(Information supplied begins)

PR #2328, opened 2021-08-17
Fix flatten utilities for spaces

### LINKED ISSUE #1915: `flatdim` for `MultiDiscrete` is inconsistent
Related: https://github.com/DLR-RM/stable-baselines3/pull/13#issuecomment-628078922

The implementation in https://github.com/openai/gym/pull/1319 does not treat `Discrete` and `MultiDiscrete` spaces the same way.
- for `Discrete`, one hot encoding is assumed:
https://github.com/openai/gym/blob/b2727d6fd396f7fe2b19a541ef3a6ea47559cdb3/gym/spaces/utils.py#L21-L22
- for `MultiDiscrete`, the shape (here number of sub-spaces) is used:
https://github.com/openai/gym/blob/b2727d6fd396f7fe2b19a541ef3a6ea47559cdb3/gym/spaces/utils.py#L29-L30

### LINKED ISSUE #2319: MultiDiscrete flatten_space inconsistencies
I ran into some seemingly glaring inconsistencies with [flattening](https://github.com/openai/gym/blob/bfd4f6d179c90c56356b7cd3bba323fdabd0d2d2/gym/spaces/utils.py#L103) a [MultiDiscrete space](https://github.com/openai/gym/blob/master/gym/spaces/multi_discrete.py)

1. `flatten_space(MultiDiscrete)` does __NOT__ behave the same as `flatten_space(Tuple([Discrete, Discrete]))`. Flattening a `Discrete` space results in a one-hot vector space. In turn, flattening a `Tuple([Discrete, Discrete])` results in a space of concatenated one-hot vectors. Therefore it would be expected that flattening a `MultiDiscrete` space would also result in a concatenated one-hot vectors space. This is __NOT__ the case. Instead `flatten_space(MultiDiscrete)` results in a space with the same dimensions as the original `MultiDiscrete` space with bounds drawn from the ranges of each variable in the original `MultiDiscrete` space. Therefore the flattening of `MultiDiscrete` has _almost_ no functional purpose; but it does seem to introduce a significant bug (see 2) 
2. `flatten_space(MultiDiscrete)` upper bound is invalid and causes invalid sample draws! The upper bound shouldn't be inclusive. This can be easily demonstrated with a simple `MultiDiscrete([2,2])` space:
```
from gym import spaces
a = spaces.MultiDiscrete([2,2])
valid_samples = [[0,0], [1,0], [0,1], [1,1]]

# this works
for i in range(100):
    sample = a.sample()
    assert list(sample) in valid_samples, "{} is not a valid sample of {}".format(flat_sample, valid_samples)

af = spaces.flatten_space(a)
# this will fail because a sample will be drawn with a value of 2 in one of the elements
for i in range(100):
    flat_sample = af.sample()
    assert list(flat_sample) in valid_samples, "{} is not a valid sample of {}".format(flat_sample, valid_samples)
```

See related thread [here](https://github.com/openai/gym/issues/1830), however inconsistency 2 was not identified nor was inconsistency 1 really addressed.

tristandeleu:
- Fix #1915: `flatdim` now returns concatenated one-hot vectors for `MultiDiscrete` spaces
 - Fix #2319: `flatten_space` now returns a `Box` space corresponding to concatenated one-hot vectors for `MultiDiscrete` spaces
 - Minor fix to the tests

### DIFF
--- a/gym/spaces/tests/test_utils.py
+++ b/gym/spaces/tests/test_utils.py
@@ -23,7 +23,7 @@ from gym.spaces import Box, Dict, Discrete, MultiBinary, MultiDiscrete, Tuple, u
         ),
         (Tuple((Discrete(5), Discrete(2), Discrete(2))), 9),
         (MultiDiscrete([2, 2, 100]), 104),
-        (MultiBinary(10), 20),
+        (MultiBinary(10), 10),
         (
             Dict(
                 {
--- a/gym/spaces/tests/test_utils.py
+++ b/gym/spaces/tests/test_utils.py
@@ -6,67 +6,40 @@ import pytest
 from gym.spaces import Box, Dict, Discrete, MultiBinary, MultiDiscrete, Tuple, utils
 
 
-@pytest.mark.parametrize(
-    ["space", "flatdim"],
-    [
-        (Discrete(3), 3),
-        (Box(low=0.0, high=np.inf, shape=(2, 2)), 4),
-        (Tuple([Discrete(5), Discrete(10)]), 15),
-        (
-            Tuple(
-                [
-                    Discrete(5),
-                    Box(low=np.array([0, 0]), high=np.array([1, 5]), dtype=np.float32),
-                ]
+spaces = [
+    Discrete(3),
+    Box(low=0.0, high=np.inf, shape=(2, 2)),
+    Box(low=0.0, high=np.inf, shape=(2, 2), dtype=np.float16),
+    Tuple([Discrete(5), Discrete(10)]),
+    Tuple(
+        [
+            Discrete(5),
+            Box(low=np.array([0, 0]), high=np.array([1, 5]), dtype=np.float32),
+        ]
+    ),
+    Tuple((Discrete(5), Discrete(2), Discrete(2))),
+    MultiDiscrete([2, 2, 100]),
+    MultiBinary(10),
+    Dict(
+        {
+            "position": Discrete(5),
+            "velocity": Box(
+                low=np.array([0, 0]), high=np.array([1, 5]), dtype=np.float32
             ),
-            7,
-        ),
-        (Tuple((Discrete(5), Discrete(2), Discrete(2))), 9),
-        (MultiDiscrete([2, 2, 100]), 104),
-        (MultiBinary(10), 10),
-        (
-            Dict(
-                {
-                    "position": Discrete(5),
-                    "velocity": Box(
-                        low=np.array([0, 0]), high=np.array([1, 5]), dtype=np.float32
-                    ),
-                }
-            ),
-            7,
-        ),
-    ],
-)
+        }
+    ),
+]
+
+flatdims = [3, 4, 4, 15, 7, 9, 104, 10, 7]
+
+
+@pytest.mark.parametrize(["space", "flatdim"], zip(spaces, flatdims))
 def test_flatdim(space, flatdim):
     dim = utils.flatdim(space)
     assert dim == flatdim, "Expected {} to equal {}".format(dim, flatdim)
 
 
-@pytest.mark.parametrize(
-    "space",
-    [
-        Discrete(3),
-        Box(low=0.0, high=np.inf, shape=(2, 2)),
-        Tuple([Discrete(5), Discrete(10)]),
-        Tuple(
-            [
-                Discrete(5),
-                Box(low=np.array([0, 0]), high=np.array([1, 5]), dtype=np.float32),
-            ]
-        ),
-        Tuple((Discrete(5), Discrete(2), Discrete(2))),
-        MultiDiscrete([2, 2, 100]),
-        MultiBinary(10),
-        Dict(
-            {
-                "position": Discrete(5),
-                "velocity": Box(
-                    low=np.array([0, 0]), high=np.array([1, 5]), dtype=np.float32
-                ),
-            }
-        ),
-    ],
-)
+@pytest.mark.parametrize("space", spaces)
 def test_flatten_space_boxes(space):
     flat_space = utils.flatten_space(space)
     assert isinstance(flat_space, Box), "Expected {} to equal {}".format(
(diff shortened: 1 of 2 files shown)


jkterry1:
@araffin @rallen10 does this work for you guys?

rallen10:
@jkterry1 and @tristandeleu
No, unfortunately. It seems to introduce a new behavior for flattening `MultiDiscrete`, but it is not correct. Using the same test as given [here](https://github.com/openai/gym/issues/2319#issue-972037384), when I draw samples from a `flatten_space(MultiDiscrete([2,2])`, I do not get a 4-dim concatenation of one-hot vectors as expected by the comment in this pull request. Instead I get a 2-dim vector of `float32`s. I'm not even sure how to interpret these floating point values with respect the the unflattened `MultiDiscrete` space.

rallen10:
I noted [here](https://github.com/openai/gym/issues/2319) that I _expected_ `MultiDiscrete` to be functionally equivalent to `Tuple(Discrete,Discrete,....)`, however that was just my own expectation (although I think it is a very reasonable one). However, changing the code to match this expectation is almost certainly a major version change to gym since it would break backward compatibility (unless you include some kind of `legacy` flag for `MultiDiscrete`). Perhaps people actually rely on `MultiDiscrete` being functionally different from `Tuple(Discrete,...)`, but this distinction should be well documented/

The true "bug" in my original issue is the fact that `flatten_space(MultiDiscrete)` results in samples out of the bounds of the original, unflat `MultiDiscrete` space.

rallen10:
Also, there seem to be remarkably few unit tests for gym spaces. For example, assuming that `flatten_space(MultiDiscrete)` _should_ result in a concatenation of one-hot vectors, then there should at least be a unit test in `gym/spaces/tests/test_spaces,py` or `gym/spaces/tests/test_utils,py` that checks the shape and dtype of the samples from the flat space. A test like this would have immediately found the error I mention [here](https://github.com/openai/gym/pull/2328#issuecomment-901267895).

Sorry, I'm not trying to be critical. I know the gym support role you have inherited is a major undertaking and I appreciate that you are doing it. I'm just trying to point out any weakness I see so that gym can be made better.

tristandeleu:
> No, unfortunately. It seems to introduce a new behavior for flattening `MultiDiscrete`, but it is not correct. Using the same test as given [here](https://github.com/openai/gym/issues/2319#issue-972037384), when I draw samples from a `flatten_space(MultiDiscrete([2,2])`, I do not get a 4-dim concatenation of one-hot vectors as expected by the comment in this pull request. Instead I get a 2-dim vector of `float32`s. I'm not even sure how to interpret these floating point values with respect the the unflattened `MultiDiscrete` space.

It does introduce a new behavior for flattening `MultiDiscrete`: elements of `MultiDiscrete` get flattened as a concatenation of one-hot vectors, which if I understand correctly is the behavior your are expecting. For the particular example of `MultiDiscrete([2, 2])`, it gets converted to a `Box` of size 4. Here is an example:

```python
space_1 = Tuple((Discrete(2), Discrete(2)))
space_2 = MultiDiscrete([2, 2])

space_1 = Tuple((Discrete(2), Discrete(2)))
space_2 = MultiDiscrete([2, 2])

assert flatten_space(space_1) == flatten_space(space_2)
# Box([0 0 0 0], [1 1 1 1], (4,), int64)
```

And similarly for the `flatten` function

```python
sample_1 = (1, 0)
sample_2 = np.array([1, 0])

assert sample_1 in space_1
assert sample_2 in space_2

print(flatten(space_1, sample_1))  # array([0, 1, 1, 0])
print(flatten(space_2, sample_2))  # array([0, 1, 1, 0])
```

Running the snippet you gave in #2319 does raise an error, but it is an expected error since the flatten space is of size 4, and `[[0, 0], [1, 0], [0, 1], [1, 1]]` are not the valid samples of that space:
```python
AssertionError                            Traceback (most recent call last)
test_issue2319.py in <module>
     12 for i in range(100):
     13     flat_sample = af.sample()
---> 14     assert list(flat_sample) in valid_samples, "{} is not a valid sample of {}".format(flat_sample, valid_samples)

AssertionError: [1 0 1 1] is not a valid sample of [[0, 0], [1, 0], [0, 1], [1, 1]]
```

rallen10:
@tristandeleu aaahhh...I see what was happening. I was getting completely different results as you for `flatten_space` when running the above code snippet. It was because I cloned the `master` branch of your fork and forgot to checkout the `task/fix-flatten` branch before testing. 

Now that I'm testing the correct branch, the behavior seems correct and my simple tests pass. Thanks for the fix!

As a follow on, I agree that the concatenated one-hot vectors are the expected result, but that they also represent a backward-incompatible change to gym. Anyone who currently uses `flatten_space(MultiDiscrete)` in their code will have errors thrown if they update gym after this merge. Since gym is still technically version 0.x.x, I guess backward-incompatible changes are acceptable/expected.

jkterry1:
Cool. I'm going to wait until @araffin is back from vacation to take a look at this, and if he's happy I'll merge this. I'm comfortable with making the breaking change here.

araffin:
Apart from the missing comments in the code, I just tested it and it seems to work as expected ;)

ahalev:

(Information supplied ends)

:: Exercise instructions ::
Across the entries, how many lines include the string "equal"? The answer should be only a number.

:: Written reply ::
2